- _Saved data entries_
Issue #3074, opened 2026-08-27
2.0.0-rc.3 |  projection leaks after flush while in transition 


mizulu:
### Describe the bug

A projection of `count()` leaks the set value after a `flush` while still being in the transition 
while count() still shows the uncommitted value. 

logs
```
[log] action:start
[log] p.a 0
[log] count 0
[log] p.a 5       <--- leak
[log] count 0   <-- no leak 
[log] action:done
```

### Your Example Website or App

https://s.olid.uk/id/ij_hsNqcRVKCqfWdatIU0Q

### Steps to Reproduce the Bug or Issue

playground 

### Expected behavior

expecting the expected. no leak

### Screenshots or Videos

<img width="366" height="390" alt="Image" src="https://github.com/user-attachments/assets/aa825576-7697-4135-9a8f-e21e71cf77ad" />

### Platform

.

### Additional context

```tsx
import { render, untrack } from '@solidjs/web';
import { createSignal, createProjection, action, flush } from 'solid-js';

export default function App() {
  const [count, setCount] = createSignal(0);



  const p = createProjection(() => {
    return { a: count() }
  }, {})


  const act = action(function* () {
    console.log("action:start")
    yield new Promise(r => setTimeout(r, 3000))
    console.log("action:done")

  })

  setTimeout(() => {
    untrack(() => {

      act() // holds transition for 3s


      setCount(v => v + 5)
      console.log("p.a", p.a)        // 0
      console.log("count", count())  // 0 

      flush()

      console.log("p.a", p.a)        // 5      
      console.log("count", count())  // 0 

    })
  })



  return (
    <div class="p-2">
      Projection leak after flush, see logs
    </div>
  );
}


if (typeof document !== 'undefined') {
  render(() => <App />, document.getElementById('root')!);
}

```

ryansolid:
Fixed in 0e37f909 — thanks for the tight repro, and for filing #3075 alongside it: they turned out to be the two halves of the same isolation gap, in opposite directions.

What was happening: a projection recompute commits its output through the store's adoption channel, which swaps the committed backing eagerly by contract (that's what makes reconcile immediately visible outside transitions). Node-level notifications ride core `setSignal` and park correctly under the transition — which is why subscribed effects were properly held — but an untracked read serves the backing directly, so `p.a` showed the speculative value after `flush()` while `count()` (whose write parked in the signal's pending slot) correctly stayed committed.

[...]

PR #3517, opened 2026-09-17
fix(signals): store backing paths record the stale reader's replay (Rule 1, backing-level form)

ryansolid:
Stacked on #3516 (← #3515). Step 3 of DESIGN-CONSOLIDATION move 3b — closes the `it.fails` pin #3516 left.

## The gap

The stale-of-foreign clause has two halves: **serve committed**, and **record the reader for replay** at the hold's commit (A15 / A26, `_gatedSubs`). Core `heldFromStale` does both. The store's backing-level twins did only the first:

- `heldFromReader` — a key with **no node** under a fold hold (setter write inside an action);
- `readSource`'s adoption-hold view — a `reconcile` inside an action (`ht`, #3074), with or without a node.

A render effect whose untracked read hit either was served the committed value (correct) and then stayed on the pre-action value after the action settled. Signal: `[0, 0, 1]`. Store on `next`: `[0, 0]`.

## The fix

One exported helper, `recordStaleReplay(txn, c)` (the two lines lifted out of `heldFromStale`), called by `heldFromStale` and by the store's two backing sites through `staleReplay` (reader in context, not children-forbidden — the same gate core applies before it reaches `heldFromStale`). A `latest()`-pull `PLAIN_HOLD` is not a transaction and records nothing.

## Pins

`posture-store-parity` S4 grows to the four store shapes — fold hold × adoption hold × with/without a node — beside the signal. **All four fail on `next`**; the step-2 `it.fails` flips to a pass.

## Gate

| check | result |
|---|---|
| signals suite | 2751 pass, no expected fails left |
| visibility oracles + 621-cell posture matrix | byte-identical to `next` |
| fuzzer seed 3289 × 1000 | 994 / 0 / 6 — same as `next` |
| size | +31 B minified core (the helper), +123 B minified store (the fix); three brotli caps ratcheted (+30 / +2 / +34 B) with notes |

## Where move 3b stands after this stack

Rule 1 (committed vs staged) now has one implementation for every **node** read, signal or store (`readerSeesCommitted`), and one replay registration for every stale-of-foreign serve, node or backing (`recordStaleReplay`). Still store-shaped and not yet folded: the backing-level *selection* itself (`pendingBackingVisible`'s arms — draft, write-override, the projection authoritative-elect arm) and the two store tunnels (`latest()` for store keys, `authoritativeServe`). Those are the candidates for a `serve(el, reader)` in the design doc, and each will need the same "hand it the shared predicate and see what changes" treatment.


ryansolid:
>
> — *Claude via Cursor*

- _Task details_
A single number is the whole answer: how many lines in the data above hold the string "start".

- _Response_
2